— Послуш... ай... те... — прерывающимся от смеха голосом перебила его Лена. — Я эту историю знаю, мне ее мама рассказывала!
— Значит, ты позоришь меня не первый раз? — с шутливым возмущением спросил Тунгусов, обращаясь к Шанину. — Сейчас рассказал дочери, а раньше, значит, жене?
— Да нет же! Барышня, с которой вы сидели в сквере, — это и есть моя мама!
Тунгусов отвалился на спинку стула:
— Лева, это правда?
Шанин с силой растер лицо ладонями.
— Не было случая тебе сказать...
— Ладно! Я не в обиде, — засмеялся Тунгусов. — Черт возьми, я хочу восстановить знакомство! Ты должен свезти меня к Ане.
— Хорошо, мы это как-нибудь потом сделаем, — ответил Шанин с ударением на слове потом.
Тунгусов вспомнил предупреждение Шанина, замолчал; в лице Лены появилось напряжение. Замешательство продолжалось всего несколько секунд; Шанин, улыбнувшись, вспомнил новый эпизод из студенческих лет, Тунгусов откликнулся свежим анекдотом.
Они просидели допоздна, сыграли коротенькую партию в шахматы, пока Лена мыла посуду.

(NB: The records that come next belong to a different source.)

PR #540, opened 2020-06-15
Sort datadog_downtime monitor tags to avoid plan diffs

jurajseffer:
Once an unsorted list of `monitor_tags` is applied for `datadog_downtime`, Terraform shows a permanent diff because Datadog API responds with an ordered list.

This PR builds on https://github.com/terraform-providers/terraform-provider-datadog/pull/214 by changing the type from list to set and applying ordering. I've extended the tests with additional values and replayed cassettes. The fix appears to work using a binary for my use case.


datadog/resource_datadog_downtime.go
```diff
@@ -135,7 +136,10 @@ func resourceDatadogDowntime() *schema.Resource {
 				Description:   "When specified, this downtime will only apply to this monitor",
 			},
 			"monitor_tags": {
-				Type:        schema.TypeList,
```
gzussa, line 138: Could we make this work without changing the type here. I fear it won't be backward compatible otherwise. What do you think?

datadog/resource_datadog_downtime_test.go
```diff
@@ -130,7 +134,7 @@ func TestAccDatadogDowntime_BasicMultiScope(t *testing.T) {
 					resource.TestCheckResourceAttr(
 						"datadog_downtime.foo", "message", "Example Datadog downtime message."),
 					resource.TestCheckResourceAttr(
-						"datadog_downtime.foo", "monitor_tags.0", "*"),
+						"datadog_downtime.foo", "monitor_tags.2679715827", "*"),
```
gzussa, line 137: I am not sure i understand these changes here. Why do we have to change assertions?

datadog/resource_datadog_downtime.go
jurajseffer: I only have enough experience with Golan to go by what `datadog_monitor` resource does - https://github.com/terraform-providers/terraform-provider-datadog/commit/6552bcee02a611b4b36e8f7dcdbc1622838bb921#diff-f313670eee4640665f3fee01de4c6ce7R166

It states that set is used because of the ordering problem. After I added all the sorting into this resource it still wasn't working correctly and tests were failing (it was still being reordered by TF). Making it a set fixed that. I assume there is some internal logic terraform that interferes.

datadog/resource_datadog_downtime_test.go
jurajseffer: Since it's not a list anymore, the keys aren't zero indexed and these values are hashes of the values. See https://github.com/terraform-providers/terraform-provider-datadog/commit/6552bcee02a611b4b36e8f7dcdbc1622838bb921#diff-01173e30cd220a18166d845ecb9bcd11R106

datadog/resource_datadog_downtime.go
```diff
@@ -272,9 +276,10 @@ func buildDowntimeStruct(authV1 context.Context, d *schema.ResourceData, client
 	}
 	dt.SetScope(scope)
 	var tags []string
-	for _, mt := range d.Get("monitor_tags").([]interface{}) {
+	for _, mt := range d.Get("monitor_tags").(*schema.Set).List() {
 		tags = append(tags, mt.(string))
 	}
+	sort.Strings(tags)
```
jirikuncar, line 282: do we still need to sort them if we are using `schema.TypeSet` [1] ?

--
[1] https://www.terraform.io/docs/extend/schemas/schema-types.html#typeset

datadog/resource_datadog_downtime.go
```diff
@@ -5,6 +5,7 @@ import (
 	"fmt"
 	"log"
 	"reflect"
+	"sort"
```
jirikuncar, line 8:
```suggestion
```

datadog/resource_datadog_downtime.go
jirikuncar, line 282:
```suggestion
```

datadog/resource_datadog_downtime.go
```diff
@@ -403,7 +408,9 @@ func resourceDatadogDowntimeRead(d *schema.ResourceData, meta interface{}) error
 	d.Set("scope", dt.Scope)
 	// See the comment for monitor_tags in the schema definition above
 	if !reflect.DeepEqual(dt.GetMonitorTags(), []string{"*"}) {
-		d.Set("monitor_tags", dt.GetMonitorTags())
+		tags := dt.GetMonitorTags()
+		sort.Strings(tags)
+		d.Set("monitor_tags", tags)
```
jirikuncar, line 413:
```suggestion
		d.Set("monitor_tags", dt.GetMonitorTags())
```

jirikuncar:
Addresses #577

jurajseffer:
Thanks for cleaning it up @jirikuncar and merging :1st_place_medal:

На остановке такси Лена спросила, был ли Шанин в Подольске.
— Заеду после «Золотых песков», — пообещал он. — Сейчас не удалось, был очень занят.
Ему показалось, что Лена поверила. Или, может быть, искусно сделала вид, что верит?
— Съездим вместе, хорошо? — попросила она.
— Конечно, — согласился он.
Глава тридцать третья
Когда Чернаков спустя несколько дней навестил Белозерова, в палате у него была Нина. Они встретились как старые друзья и полчаса предавались воспоминаниям. Белозерову оставалось лишь молча слушать. Ему Чернаков сказал всего несколько слов, но очень важных: после выздоровления его ждет командировка в Североград, приглашает Бабанов. Зачем — Чернаков не знал.
— Вызов высокого начальства таит в себе неожиданности, иногда приятные, чаще наоборот, но всегда волнительные, — сказал он, морща в улыбке желтое лицо. — Тебе, по-моему, неприятностей ждать нечего.
Он ушел.
— Никак не могу представить Илью большим начальником! — сказала Нина. — А он ведь считается большим, да?
— Немалым, — подтвердил Белозеров, усмехнувшись. — А почему не можешь?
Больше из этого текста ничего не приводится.